▶ [Work instruction]: Scan the entries that follow and work out how many lines contain "code". Give the number and nothing else.

▶ [Data]:
========================
PR #1137, opened 2022-04-20
CLOUDP-118467: Remove mongosh questions

blva:
## Proposed changes

_Jira ticket:_ [CLOUDP-118467](https://jira.mongodb.org/browse/CLOUDP-118467)

## atlas config init
```shell
➜  mongocli git:(CLOUDP-118467) atlasdev config init
You are configuring a profile for atlas.

All values are optional and you can use environment variables (MONGODB_ATLAS_*) instead.

Enter [?] on any option to get help.

? Public API Key:
? Private API Key: [? for help]
? Default Project ID: 61dc598fd1f07c7b37ba425d
? Default Org ID: 5e429e7706822c6eac4d5970
? Default Output Format:

You can use [atlas config set] to change these settings at a later time.

```
## atlas auth login
```shell
➜  mongocli git:(master) ✗ atlasdev login

First, copy your one-time code: FBQJ-WTQM

Next, sign in with your browser and enter the code.

Or go to https://account-dev.mongodb.com/account/connect

Your code will expire after 10 minutes.
Successfully logged in as bianca.vianadeaguiar@mongodb.com.
Press Enter to continue your profile configuration
You have access to more than 500 organizations
? Do you want to enter the Org ID manually? No
Skipping default organization setting
You have access to more than 500 projects
? Do you want to enter the Project ID manually? No
Skipping default project setting
? Default Output Format:

You can use [atlas config set] to change these settings at a later time.
```

## Checklist

### DIFF
--- a/internal/cli/default_setter_opts.go
+++ b/internal/cli/default_setter_opts.go
@@ -226,14 +226,16 @@ func (opts *DefaultSetterOpts) SetUpOrg() {
 }
 
 func (opts *DefaultSetterOpts) SetUpMongoSHPath() {
-	if opts.IsCloud() {
-		defaultPath := config.MongoShellPath()
-		if defaultPath == "" {
-			defaultPath = mongosh.Path()
-		}
-
-		config.SetMongoShellPath(defaultPath)
+	if !opts.IsCloud() {
+		return
 	}
+
+	defaultPath := config.MongoShellPath()
+	if defaultPath == "" {
+		defaultPath = mongosh.Path()
+	}
+
+	config.SetMongoShellPath(defaultPath)
 }
 
 func (opts *DefaultSetterOpts) SetUpOutput() {
--- a/internal/cli/default_setter_opts.go
+++ b/internal/cli/default_setter_opts.go
@@ -226,8 +226,13 @@ func (opts *DefaultSetterOpts) SetUpOrg() {
 }
 
 func (opts *DefaultSetterOpts) SetUpMongoSHPath() {
-	if opts.MongoShellPath != "" {
-		config.SetMongoShellPath(opts.MongoShellPath)
+	if opts.IsCloud() {
+		defaultPath := config.MongoShellPath()
+		if defaultPath == "" {
+			defaultPath = mongosh.Path()
+		}
+
+		config.SetMongoShellPath(defaultPath)
 	}
 }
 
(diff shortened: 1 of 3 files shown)


internal/cli/default_setter_opts.go
```diff
@@ -226,8 +226,13 @@ func (opts *DefaultSetterOpts) SetUpOrg() {
 }
 
 func (opts *DefaultSetterOpts) SetUpMongoSHPath() {
-	if opts.MongoShellPath != "" {
-		config.SetMongoShellPath(opts.MongoShellPath)
+	if opts.IsCloud() {
+		defaultPath := config.MongoShellPath()
+		if defaultPath == "" {
+			defaultPath = mongosh.Path()
```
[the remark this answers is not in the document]
blva: mongosh.Path will return an empty string if it doesn't find it
```go
func Path() string {
	if path, err := exec.LookPath(Bin()); err == nil {
		return path
	}

	return ""
}
```

internal/cli/default_setter_opts.go
```diff
@@ -274,21 +279,5 @@ func (opts *DefaultSetterOpts) DefaultQuestions() []*survey.Question {
...
-			Name: "mongoShellPath",
-			Prompt: &survey.Input{
-				Message: "Default MongoDB Shell Path:",
-				Help:    "MongoDB CLI will use the MongoDB shell version provided to allow you to access your deployments.",
-				Default: defaultPath,
-			},
-			Validate: validate.OptionalPath,
-		}
-		q = append(q, atlasQuestion)
-	}
```
colm-quinn, line 292: Does this mean we now never prompt for the path? What if it wasn't detected in the standard path, but it is installed for instance?

I'm wondering does this put us in a situation where if we can't detect the path, the user can't enter it.

blva: * `Does this mean we now never prompt for the path?` Yes
* `What if it wasn't detected in the standard path, but it is installed for instance?` It would be updated during login/atlas config commands as we call `SetUpMongoSHPath()` as part of these commands
* `I'm wondering does this put us in a situation where if we can't detect the path, the user can't enter it.` that is a great point, we would be relying on finding the path or the customer can edit the configuration file directly. One thing I can suggest would be to ask the path if it's not detected for one of the commands (maybe config init?) but still it would get automatically updated if we find a new path...

blva: One more thing I missed to explain is that for quickstart we ask 1) `"Do you want to provide the path to your MongoDB Shell binary?"` and if so, then we offer them the option to add the mongo path, I did not change this part as it is hidden under another question.

colm-quinn: >"Do you want to provide the path to your MongoDB Shell binary?"

Ah ok, at least they are getting prompted to set the path. 
[idea] How about we show the detected path if they say no?

blva: sure! we can do that, thank you

blva: actually, we only ask this if the MongoDB shell path is not present. In that sense, I think if they say no there is no way for us to say a path because we already checked config and searched for a path. wdyt?

colm-quinn: Yes, the path for yes allows a path to be entered.
The path for no sounds slightly more subtle. In that case, since we don't have a shell, we probably finish creating the cluster as usual but not try to call the shell to connect to the cluster, instead displaying the connection string.

colm-quinn (approved):
LGTM, thanks for those changes and discussion!

PR #1138, opened 2022-04-21
CLOUDP-120225: [AtlasCLI] we should not show credential error when running "atlas login"

andreaangiolillo:
## Proposed changes

_Jira ticket:_ CLOUDP-120225

## Checklist

### DIFF
--- a/internal/cli/root/atlas/builder.go
+++ b/internal/cli/root/atlas/builder.go
@@ -218,6 +218,7 @@ func shouldCheckCredentials(cmd *cobra.Command) bool {
 		fmt.Sprintf("%s %s", atlas, "completion"), // completion commands do not require credentials
 		fmt.Sprintf("%s %s", atlas, "config"),     // user wants to set credentials
 		fmt.Sprintf("%s %s", atlas, "auth"),       // user wants to set credentials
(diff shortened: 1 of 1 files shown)


internal/cli/root/atlas/builder.go
```diff
@@ -218,6 +218,7 @@ func shouldCheckCredentials(cmd *cobra.Command) bool {
 		fmt.Sprintf("%s %s", atlas, "completion"), // completion commands do not require credentials
 		fmt.Sprintf("%s %s", atlas, "config"),     // user wants to set credentials
 		fmt.Sprintf("%s %s", atlas, "auth"),       // user wants to set credentials
+		fmt.Sprintf("%s %s", atlas, "login"),      // user wants to set credentials
```
gssbzn, line 221: thanks for the fix can you check if mongocli has the same problem please?

gssbzn: also I think you should be able to do this in the search by name since `"login"` is a terminal command

andreaangiolillo: no, it doesn’t. We are not validating the credentials at the build level but only in the atlas command

gssbzn (approved):
LGTM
========================
▶ [Result of this task]: 3